Янгред кивнул. Казалось, он захотел что-то спросить, но не решился. Сказал лишь:

– Насчет своих вы правы. Вся эта система связей, межполковые браки и так далее – древний элемент в устройстве нашей армии. Но любого, кто сунется к эриго, приняв ее за шлюху, она вправе убить. В паре кампаний, куда их нанимали, так бывало. Вы поосторожнее.

Хельмо резко остановился. Янгред продолжал непринужденно рассуждать:

– Знаю, все это слегка необычно. Но мы такие, какие есть.

– Но все-таки откуда у вас это? – Хельмо обернулся. Из-за елового полога уже не доносилось голосов. – Так много воюющих женщин?

– Это… – Янгред помедлил, – несколько особенные женщины. Как они сами иногда говорят, увечные, хотя я такое определение не одобряю. Зато не боятся самых опасных кампаний и горды своей участью.

– Почему увечные-то? – нахмурился Хельмо. Все, кого он видел, казались вполне здоровыми. – Что с ними не так?

Янгред пожал плечами:

– Они бесплодны. Этого у нас достаточно, чтобы разорвать брак, и многие мужчины этим пользуются, отказываясь от жен. Огромный позор. Но закон это допускает.

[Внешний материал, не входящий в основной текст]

PR #4599, opened 2017-07-18
Allow auth clients without a secret

chdorner:
We will have support for both public and confidential OAuth clients (definition is [here](https://tools.ietf.org/html/rfc6749#section-2.1)). The best and easiest way to distinguish between these types is the presence of a client secret because a public OAuth client will never need a secret.

This should not be merged until #4598 is merged and the migration has been run on production.

### DIFF
--- a/h/cli/commands/authclient.py
+++ b/h/cli/commands/authclient.py
@@ -3,6 +3,7 @@
 import click
 
 from h import models
+from h.security import token_urlsafe
 
 
 @click.group()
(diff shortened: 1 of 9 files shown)


h/cli/commands/authclient.py
```diff
@@ -13,14 +14,18 @@ def authclient():
...
+def add(ctx, name, authority, type_):
     """
     Create a new OAuth client.
     """
+
     request = ctx.obj['bootstrap']()
 
     authclient = models.AuthClient(name=name, authority=authority)
+    if type_ == 'confidential':
+        authclient.secret = token_urlsafe()
```
chdorner: This would make more sense in a service, but since we already manually create the auth client in here and it's the only place where we currently create auth clients, I've opted for not pulling this out into a new service.

chdorner:
The migration ran on production, this has been rebased, and the tests finally pass. This is now ready for review.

Хельмо невольно скривился. Вот тебе и развитая страна. Янгред продолжил:

– Так что у боевых подруг нет семей. Точнее, легион и есть в каком-то роде семья или, скорее, рыцарский орден. У нас… – он вздохнул, сказал словно бы виновато: – У нас есть некоторое помешательство на детях. Потому что нас, как вы, наверное, поняли, катастрофически мало, и властям это не нравится. Они мечтают возродить нацию. Чтобы детей заводили даже женщины, любящие женщин, и мужчины, любящие мужчин. Хотя бы сироток брали, чтоб не пропадали и вырастали в достойных свергенхаймцев.

В голове Хельмо это все равно плохо укладывалось, он уточнил:

– Бесплодная женщина у вас идет в армию?

– Только если хочет. Но многие идут. Кто воином, кто монахиней…

– Это же дикость! – сдержать возмущение все же не удалось.

– Дикость, – повторил Янгред, осклабившись. – Дикость, Хельмо, то, что наши солдаты, приходя в чужие земли, никого не насилуют, и за этим эриго следят особо? Дикость, что, несмотря на чревомертвие, женщина может добиться чего-то и прославиться? Что, если от тебя отвернулся ублюдок-супруг, если он опозорил тебя, ты остаешься кому-то нужной? – Он осекся, но глаза его все еще горели. Хельмо закусил губу. Что тут возразишь?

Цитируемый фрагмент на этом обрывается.